Search the entries below for the line containing "Incorrect index in 'list_votes' method."; from there to the end, return every line exactly and add nothing.

TASK INPUT START

Issue #1751, opened 2017-11-10
Add support for chain_id to sign_transaction


theoreticalbts:
The `sign_transaction` command line tool needs to support a custom `chain_id`.

PR #1972, opened 2018-01-08
1751 sign transaction tool

vogel76:
Issue #1751 sign_transaction tool extended by parameter allowing to specify chain-id to be used at transaction signing.


theoreticalbts:
Command line argument handling should use `boost::program_options` instead of C-style string processing.

Since this code solves an immediate problem, I've approved it as-is, since it functionally accomplishes what we need.

Let's file a separate ticket to convert this code to use `boost::program_options`.

vogel76:
Life of this tool is limited due to actual signing code to be done in Python, so I decided to use direct C style arg processing. Also tool is very simple so probably boost::program_options is too big cannon for that.

mvandeberg:
The point of the tool is not for test net transaction signing. Having a signing tool in C++ and one in Python are not mutually exclusive.

I agree with @theoreticalbts that we should use Boost program options if for no other reason that to be consistent with our command line args across our C++ binaries.

PR #1980, opened 2018-01-10
Incorrect index in 'list_votes' method.

mariusztrela:
Two small mistakes in `list_votes` method ( database_api ).


mvandeberg:
I am approving, but all PRs, including small ones like this, should have an accompanying issue.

TASK INPUT END

» RESPONSE
Incorrect index in 'list_votes' method.

mariusztrela:
Two small mistakes in `list_votes` method ( database_api ).


mvandeberg:
I am approving, but all PRs, including small ones like this, should have an accompanying issue.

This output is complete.